### SUPPLIED RECORDS
PR #3006, opened 2015-01-15
bug 1113260 - add django-banish to ban by IP

groovecoder:
:disappointed: to add another dependency via submodule, but ...

This will help us fight spammers more efficiently. We can ban IP addresses ourselves with the django admin site interface rather than filing a NetOps bug every time.

To check:

1. `git submodule update --init` to get `django-banish` into `vendor/src`
2. `vagrant provision` to run `syncdb` to create the `banish` models
3. Activate the `store_revision_ips` [waffle switch](https://developer-local.allizom.org/admin/waffle/switch/)
4. Make a revision
5. Go to [the revision dashboard](https://developer-local.allizom.org/en-US/dashboards/revisions)
6. [ ] Click the "Toggle IPs" button
7. [ ] Click "Ban IP"
8. [ ] Enter a reason for the ban
9. [ ] Click Save
10. You should get "Permission Denied" errors for every request

Now, to un-banish yourself:

1. Set `BANISH_ENABLED = False` in `settings.py`
2. Go back to [the banishments admin interface](https://developer-local.allizom.org/admin/banish/banishment/) and delete the banishment record

### DIFF
--- a/settings.py
+++ b/settings.py
@@ -1269,6 +1269,6 @@ SOCIALACCOUNT_PROVIDERS = {
 # django-banish defaults; listing here to be explicit
 BANISH_ENABLED = True
 BANISH_EMPTY_UA = True
-BANISH_ABUSE_THRESHOLD = 75
+BANISH_ABUSE_THRESHOLD = 9999999 # TODO: https://bugzil.la/1122658
 BANISH_USE_HTTP_X_FORWARDED_FOR = True
 BANISH_MESSAGE = _("This connection has been banned for suspicious activity.")
--- a/settings.py
+++ b/settings.py
@@ -1270,4 +1270,5 @@ SOCIALACCOUNT_PROVIDERS = {
 BANISH_ENABLED = True
 BANISH_EMPTY_UA = True
 BANISH_ABUSE_THRESHOLD = 75
+BANISH_USE_HTTP_X_FORWARDED_FOR = True
 BANISH_MESSAGE = _("This connection has been banned for suspicious activity.")
--- a/settings.py
+++ b/settings.py
@@ -1,9 +1,10 @@
 # Django settings for kuma project.
+from collections import namedtuple
+import json
 import logging
 import os
 import platform
-import json
-from collections import namedtuple
+import sys
 
 from django.utils.functional import lazy
 from django.utils.translation import ugettext_lazy as _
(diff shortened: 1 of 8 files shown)


jezdez:
I haven't spotchecked this yet, but I think we should first find out how to get the real IP of a user in production. If it's done via the `HTTP_X_FORWARDED_FOR` header then we should set the `BANISH_USE_HTTP_X_FORWARDED_FOR` setting to `True`

jezdez:
If there is another way then we may have to subclass the middleware and reimplment _get_ip

groovecoder:
Good catch. We've [started by using `X-Forwarded-For`](https://bugzilla.mozilla.org/show_bug.cgi?id=1110904#c4). It's been working so far in [the `get_ip` function](https://github.com/groovecoder/kuma/blob/f56eae800a5e84c422c2561eb58412b22e9926e1/apps/actioncounters/utils.py#L11-L40) we use [while saving revisions](https://github.com/mozilla/kuma/pull/2960/files#diff-08089c7053931e5d5c6afbb6fb3e2533R2164) to store the revision IPs in the production environment. So, I've updated to set `BANISH_USE_HTTP_X_FORWARDED_FOR` to `True`. (Also disabled banish during tests; it was automatically banishing the tests for sending requests too fast)

jezdez:
Hm, speaking of which, given the fact that kumascript GETs the raw document data (and others?) from kuma, I wonder if that will mean we'll have to unban it all the time?

groovecoder:
@jezdez - good point. I'll dig into that.

groovecoder:
Since we are first using django-banish to implement IP-based banning, I'm re-opening this with a commit that effectively unlimits the request threshold so that KumaScript can still function. We could still merge and push this for the IP banning and then follow it up with another change to implement the automatic throttling.

jezdez:
r+

groovecoder:
Updated with link to show all IPs in the revision dashboard, and then to Ban the IP with a new button in each row.

groovecoder:
spam

settings.py
```diff
@@ -1263,3 +1265,10 @@ def get_user_url(user):
         }
     }
 }
+
+# django-banish defaults; listing here to be explicit
+BANISH_ENABLED = True
+BANISH_EMPTY_UA = True
+BANISH_ABUSE_THRESHOLD = 9999999 # TODO: https://bugzil.la/1122658
```
ubernostrum: Maybe use `sys.maxint` instead? :)

groovecoder:
updated threshold to `sys.maxint`

ubernostrum:
Looks good to me. r+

### EXERCISE REQUIREMENTS
When the entries above show the word "ubernostrum" in a line, copy that line out.

### WRITTEN RESPONSE
ubernostrum: Maybe use `sys.maxint` instead? :)
ubernostrum:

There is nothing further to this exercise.